作者:校园英语杂志社 字数:2736 点击:

作者:Sun Fan
  【Abstract】Synonymy has always been an emphasis and difficulty for linguists’ research. Taking the two synonyms “speak” and “talk” as an example, this paper tries to figure out the usage of the two words from the points of collocation and colligation based on COCA corpus. It finds that this two words have something in common, but still be different fundamentally.
  【Key words】synonymy; collocation; colligation; semantic prosody; COCA
  1. Introduction
  Language is a system of arbitrary vocal symbols used for human communication. So, “say something” is really an important way to interchange information among human beings. In English, verb like “speak” or “talk” often plays a crucial role which acts as a core when people construct a whole sentence. Synonyms is a common relationship which means two lexical units sharing one meaning of different sense relations. But in daily use, we take it for grant that synonyms like “speak” and “talk” are totally the same, especially in some English-Chinese dictionaries, they are classified into the same type. Thus, Corpus’s data provides support for us to have further quantitative and qualitative analysis of synonyms.
  We use The Corpus of Contemporary American English (COCA) for this research. The corpus contains more than 520 million words of text (20 million words each year from1990 to 2015), and it is divided into spoken, fiction, popular magazines, newspapers, and academic texts. Corpus is a powerful tool for us to collect the index of “speak” and “talk”. Thus,, there is no doubt that we can choose it for our quantitative and qualitative analysis in authentic use.
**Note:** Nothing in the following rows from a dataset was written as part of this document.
PR #699, opened 2019-10-15
Update test_roman.py

raymonshansen:
Fix copy-paste bug. 'test_from_roman' now tests the from_roman method. :)

Raymon Skjørten Hansen
Tromsø, Norway

### DIFF
--- a/plasmapy/utils/roman/tests/test_roman.py
+++ b/plasmapy/utils/roman/tests/test_roman.py
@@ -167,7 +167,7 @@ def test_from_roman(integer, roman_numeral):
     Test that `~plasmapy.utils.roman.from_roman` correctly converts
     Roman numerals to integers.
     """
-    run_test(func=roman.to_roman, args=integer, expected_outcome=roman_numeral)
+    run_test(func=roman.from_roman, args=integer, expected_outcome=roman_numeral)
 
 
 @pytest.mark.parametrize('input, expected_exception', toRoman_exceptions_table)
--- a/plasmapy/utils/roman/tests/test_roman.py
+++ b/plasmapy/utils/roman/tests/test_roman.py
@@ -167,7 +167,7 @@ def test_from_roman(integer, roman_numeral):
     Test that `~plasmapy.utils.roman.from_roman` correctly converts
     Roman numerals to integers.
     """
-    run_test(func=roman.from_roman, args=integer, expected_outcome=roman_numeral)
+    run_test(func=roman.from_roman, args=roman_numeral, expected_outcome=integer)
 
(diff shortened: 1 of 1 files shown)


StanczakDominik:
Looks like tests failed, though, could you take a look at why?

raymonshansen:
On it...

raymonshansen:
Looking at the output from tests, it looks like they are failing when 'from_roman' outputs int and the expected from the test parameter list is an Int16, Int32 and Int64 respectively. These are types from numpy. If from_roman is intended to support optional integer output, it needs rewriting, otherwise remove them from the expected results perhaps?

plasmapy/utils/roman/tests/test_roman.py
```diff
@@ -167,7 +167,7 @@ def test_from_roman(integer, roman_numeral):
     Test that `~plasmapy.utils.roman.from_roman` correctly converts
     Roman numerals to integers.
     """
-    run_test(func=roman.to_roman, args=integer, expected_outcome=roman_numeral)
+    run_test(func=roman.from_roman, args=roman_numeral, expected_outcome=integer)
```
namurphy:
```suggestion
    run_test(func=roman.from_roman, args=roman_numeral, expected_outcome=int(integer))
```

namurphy: The output of `from_roman` is supposed to be an `int`, while `run_test` is being made to expect an `np.int32` or similar when it does its type checks.  Doing `expected_outcome=int(integer)` should hopefully resolve this, and is more in accordance with how `from_roman` is expected to behave.

raymonshansen: That should fix it. Although from a readability point of view, it isn't super obvious why this is done. A prettier way would perhaps be to test to_roman with np types in a separate test. It should be easy to see what a test is testing. I could do that if yous want? If not, I'm happy to commit the suggestion. :)

namurphy: That's a good point that the intention is not clear from my suggestion.  I had also wondered about renaming `integer` to something that conveys the intent better (maybe `input_for_to_roman`?  not sure...) or to have a conditional that shows when/why we need to make this conversion:
```Python
if isinstance(integer, np.integer): 
    integer = int(integer)
```
I like your suggestion too, so please feel free to take whatever approach you think is most readable.  Thanks again!

raymonshansen: I'll commit the quick-fix and then I can separate the tests in a different PR.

  2. Data distribution and analysis based on COCA
  In language activities, synonyms are likely to show different distribution characteristics according to different registers. So, using COCA, we can know the frequency of “speak” and “talk” in authoritative texts explicitly.
  2.1 Collocation
  In linguistics, a collocation is a sequence of words or terms that co-occur more often than by chance. In phraseology, collocation is a sub-type of phraseme. An example of a phraseological collocation is the expression “dark ink”. While the same meaning could be conveyed by the roughly equivalent “heavy ink”, this expression is considered strange by native speakers.
  There are about six main types of collocations:adjective+noun, noun+noun(such as collective noun), verb+noun, adverb+adjective, verbs+prepositional phrase(phrase verb), and verb+adverb.